4. **Operational scale**: Managing BGP session state for thousands of customers requires automation that manual shutdown would undermine.

**Correct approach**: Fix BGP issues through **policy changes** (route filters, preferences, export controls, communities) rather than disabling connectivity.

## Common Pitfalls

- ❌ **Timer tuning or dampening fixes oscillation** — False. These reduce symptoms but don't break preference cycles.
- ❌ **Accepting fewer prefixes prevents route leaks** — False. Ingress filtering alone doesn't stop export of other leaked routes.
- ❌ **Removing peers is a valid mitigation** — False. This is prohibited in Azure.
- ❌ **Restarting gateways fixes root cause** — False. Only resets transient state.

All are false.

## Output Expectations

A correct solution should:

1. Identify oscillation and/or route leak correctly
2. Explain why it occurs (preference cycle or valley-free violation)
3. Recommend allowed policy-level fixes
4. Explicitly reject prohibited fixes with reasoning

## References

- RFC 4271 — Border Gateway Protocol 4 (BGP-4)
- Gao–Rexford model — Valley-free routing economics

Overview

This skill analyzes and resolves BGP oscillation and BGP route leaks in Azure Virtual WAN–style hub-and-spoke topologies and similar cloud-managed BGP environments. It detects preference cycles and valley-free violations, recommends policy-level mitigations (routing intent, export policy, communities, UDRs, ingress filtering), and rejects prohibited topology-destructive fixes. The focus is cloud-correct reasoning: fix routing policy and forwarding intent, not by disabling provider-managed sessions.

How this skill works

The skill ingests topology, relationship, preference, and route evidence files and performs a sanity check on ASNs and relationship symmetry. It builds a preferred-next-hop graph to detect preference cycles that cause BGP oscillation and evaluates propagation paths against Gao–Rexford valley-free export rules to detect route leaks. Based on findings it ranks mitigations: routing intent, export/route policy, and UDR, and flags any prohibited fixes such as disabling BGP or shutting down peering.

When to use it

  • Investigating repeated route flapping or unstable path selection in Virtual WAN hub-and-spoke designs
  • Detecting unexpected transit or leaked prefixes across hubs, ExpressRoute, or VPN gateways
  • Evaluating proposed fixes to ensure they comply with Azure-managed control plane constraints
  • Choosing between routing intent, export policies, UDRs, or ingress filtering to stop leaks or oscillation
  • Validating candidate solutions and rejecting topology-destructive remediation

Best practices

  • Always run topology and relationship sanity checks before analysis
  • Recommend routing intent first when available—it's the cleanest, control-plane-friendly fix
  • Use export filters, communities, and ingress validation when intent is unavailable or as a complement
  • Reserve UDRs for immediate data-plane stabilization when policy options are insufficient
  • Explicitly reject fixes that disable BGP, shut down peering, remove connectivity, or restart gateways as root-cause remedies

Example use cases

  • Detecting a 2-node preference cycle between two Virtual WAN hubs and recommending routing intent to enforce deterministic forwarding
  • Identifying a provider-learned prefix being exported to a peer and proposing export-policy changes and community tagging to stop the leak
  • Assessing candidate solutions in possible_solutions.json and marking topology-destructive proposals as invalid
  • Applying UDRs to neutralize leaked prefixes quickly while scheduling export-policy fixes for a long-term solution
  • Using ingress filtering and RPKI checks to block invalid AS_PATH originations that lead to leaks

FAQ

Can disabling a BGP session or removing a peer be recommended?
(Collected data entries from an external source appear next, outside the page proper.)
PR #1307, opened 2025-12-05
Expand sshdconfig set capability

tgauth:
# PR Summary
- Modify `get` behavior to `warn` instead of `error` if any input is provided for filtering so DSC's synthetic test can be utilized 
- Add trace level and formatting options for easier debugging
- Add helper functions for formatting different argument types, including `match` blocks
- Expand `set` Pester tests to cover various argument types and invocation from DSC

### DIFF
--- a/resources/sshdconfig/src/util.rs
+++ b/resources/sshdconfig/src/util.rs
@@ -15,7 +15,7 @@ use crate::metadata::{MULTI_ARG_KEYWORDS_COMMA_SEP, SSHD_CONFIG_DEFAULT_PATH_UNI
 use crate::parser::parse_text_to_map;
 
 #[derive(Debug, Deserialize)]
-struct MatchBlockFmt {
+struct MatchBlock {
     criteria: Map<String, Value>,
     #[serde(flatten)]
     contents: Map<String, Value>,
@@ -343,7 +343,7 @@ fn get_bool_or_default(map: &mut Map<String, Value>, key: &str, default: bool) -
 }
 
 fn format_match_block(match_obj: &Value) -> Result<String, SshdConfigError> {
-    let match_block = match serde_json::from_value::<MatchBlockFmt>(match_obj.clone()) {
+    let match_block = match serde_json::from_value::<MatchBlock>(match_obj.clone()) {
         Ok(result) => {
             result
         }


resources/sshdconfig/src/main.rs
```diff
@@ -29,10 +29,30 @@ const EXIT_SUCCESS: i32 = 0;
 const EXIT_FAILURE: i32 = 1;
 
 fn main() {
-    enable_tracing();
-
     let args = Args::parse();
 
+    let trace_level = match &args.trace_level {
```
SteveL-MSFT: Would be better to encapsulate this logic within `enable_tracing()`

resources/sshdconfig/src/util.rs
```diff
@@ -208,3 +309,46 @@ fn get_bool_or_default(map: &mut Map<String, Value>, key: &str, default: bool) -
         Ok(default)
     }
 }
+
+fn format_match_block(match_obj: &Map<String, Value>) -> Result<Option<String>, SshdConfigError> {
+    let mut lines = Vec::new();
+
+    let Some(criteria_value) = match_obj.get("criteria") else {
```
SteveL-MSFT: Since it looks like the `match` object has a specific structured syntax, did you consider a match struct that this Value gets deserialized into instead of manually parsing?

resources/sshdconfig/src/util.rs
```diff
@@ -23,7 +23,28 @@ use crate::parser::parse_text_to_map;
 /// # Errors
 ///
 /// This function will return an error if it fails to initialize tracing.
-pub fn enable_tracing(trace_level: &TraceLevel, trace_format: &TraceFormat) {
+pub fn enable_tracing(trace_level: Option<TraceLevel>, trace_format: &TraceFormat) {
```
SteveL-MSFT: You should have `trace_level` be `Option<&TraceLevel>` to avoid the clone().  Pass in as `&args.trace_level.as_deref()`

resources/sshdconfig/src/util.rs
```diff
@@ -13,6 +14,13 @@ use crate::inputs::{CommandInfo, Metadata, SshdCommandArgs};
 use crate::metadata::{MULTI_ARG_KEYWORDS_COMMA_SEP, SSHD_CONFIG_DEFAULT_PATH_UNIX, SSHD_CONFIG_DEFAULT_PATH_WINDOWS};
 use crate::parser::parse_text_to_map;
 
+#[derive(Debug, Deserialize)]
+struct MatchBlockFmt {
```
SteveL-MSFT: I don't think the `Fmt` suffix is needed?

PR #1309, opened 2025-12-08
(GH-538) Define derive macro for `DscRepoSchema`

michaeltlombardi:
# PR Summary

This change:

- Defines a new `dsc-lib-jsonschema-macros` crate to publish procedural macros related to JSON Schemas.
- Defines a derive macro for the `DscRepoSchema` trait.
- Provides integration testing for the new macro.

This change doesn't migrate the implementations for the `DscRepoSchema` trait from manual to macro-derived in `dsc-lib`. Those changes should follow separately.

## PR Context

Prior to this change, adding the `DscRepoSchema` trait to any type required manual implementation. This required a lot of boilerplate and wasn't ergonomic. With the creation of a derive macro, we can annotate the type definitions with an attribute and minimize the additional code we need to write.

### DIFF
--- a/build.helpers.psm1
+++ b/build.helpers.psm1
@@ -471,6 +471,19 @@ function Install-TreeSitter {
         [switch]$UseCFS
     )
 
+    begin {
+        $arguments = @(
+            'install',
+            'tree-sitter-cli',
+            '--version', '0.25.10'
+        )
+
+        if ($UseCFS) {
+            $arguments += '--config'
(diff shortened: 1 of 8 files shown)


SteveL-MSFT (approved):

michaeltlombardi:
CI failures are unrelated to this change - there seems to be some difference in the generated bindings for grammars in CI that I haven't been able to replicate locally yet.

PR #1314, opened 2025-12-11
Fix how clippy is used in build

SteveL-MSFT:
# PR Summary

- Looks like the build helper wasn't using pedantic mode, so added that
- Declare the generated code for grammars in the project data files to be pedantic unclean
- Tree-sitter auto-changed the grammar.js
- Removed unused use declaration in dsc lib

### DIFF
--- a/build.helpers.psm1
+++ b/build.helpers.psm1
@@ -1300,7 +1300,7 @@ function Export-GrammarBinding {
             } finally {
                 Pop-Location
             }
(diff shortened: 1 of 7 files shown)


michaeltlombardi (approved):
This change requires an update to the JSON Schema for the `.project.data` files, but I'll submit that separately after this merges. Otherwise, LGTM!

PR #1317, opened 2025-12-13
Implement routing to delete operation for resources with _exist set to false

### LINKED ISSUE #1268: Calling `set` with `_exist` is `false` does not run `delete`
### Prerequisites

### Summary

Resources that support both `set` and `delete` does not call the correct operation when `_exist` is set to `false`.

I know if I were to create a config doc it would be called correctly but with rapid testing, I just change the payload from creating to deleting by setting the `_exist` property instead of changing the `set` to `delete`.

### Steps to reproduce

1. Create resource with `set` and `delete` operations and `_exist` canonical property.
2. Call `dsc resource set` with `(@{ _exist = $false} | ConvertTo-Json)`

### Expected behavior

```console
The resource is deleted
```

### Actual behavior

```console
The resource is not deleted
```

### Error details

```console

```

### Environment data

```PowerShell
7.6.0-preview.5
```

### Version

dsc 3.2.0-preview.8

### Visuals

_No response_

Gijsreyn:
# PR Summary

Fixes `dsc resource set` to route to the delete operation when `_exist` is set to `false` for resources that have the `Delete` capability but not `SetHandlesExist`.

The implementation mirrors the existing logic from configuration documents and reuses the `get_diff` function for calculating the `changedProperties`. I've decided to manually construct the `SetResult` response since `delete()` returns `()` rather than state info as a design decision.

## PR Context

Fixes #1268.

### DIFF
--- a/dsc/tests/dsc_resource_set.tests.ps1
+++ b/dsc/tests/dsc_resource_set.tests.ps1
@@ -14,4 +14,10 @@ Describe 'Invoke a resource set directly' {
         $out.afterState.version | Should -BeExactly '1.1.2'
         $out.changedProperties | Should -BeNullOrEmpty
     }
+
+    It '_exist false routes to delete operation' {
+        $out = dsc -l trace resource set --resource Test/Delete --input '{"_exist": false}' 2>&1
+        $LASTEXITCODE | Should -Be 0
+        $out | Out-String | Should -Match 'Routing to delete operation because _exist is false'
+    }
 }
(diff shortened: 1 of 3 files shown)


dsc/tests/dsc_resource_set.tests.ps1
```diff
@@ -14,4 +14,10 @@ Describe 'Invoke a resource set directly' {
         $out.afterState.version | Should -BeExactly '1.1.2'
         $out.changedProperties | Should -BeNullOrEmpty
     }
+
+    It '_exist false routes to delete operation' {
```
SteveL-MSFT, line 18: Is there a test case to handle what-if for this scenario?

Gijsreyn: Is `--what-if` not only for `dsc config`? I can't seem to find them on `dsc resource` options.

SteveL-MSFT: I believe you are correct, so nevermind.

No. In Azure-managed Virtual WAN and similar services BGP sessions and peering are provider-controlled; disabling them is prohibited and breaks other traffic and SLAs.

When should I use UDRs instead of export policy or routing intent?

Use UDRs for immediate, data-plane containment when routing intent or policy controls are unavailable or while policy changes are being implemented; prefer policy fixes for a cleaner architecture.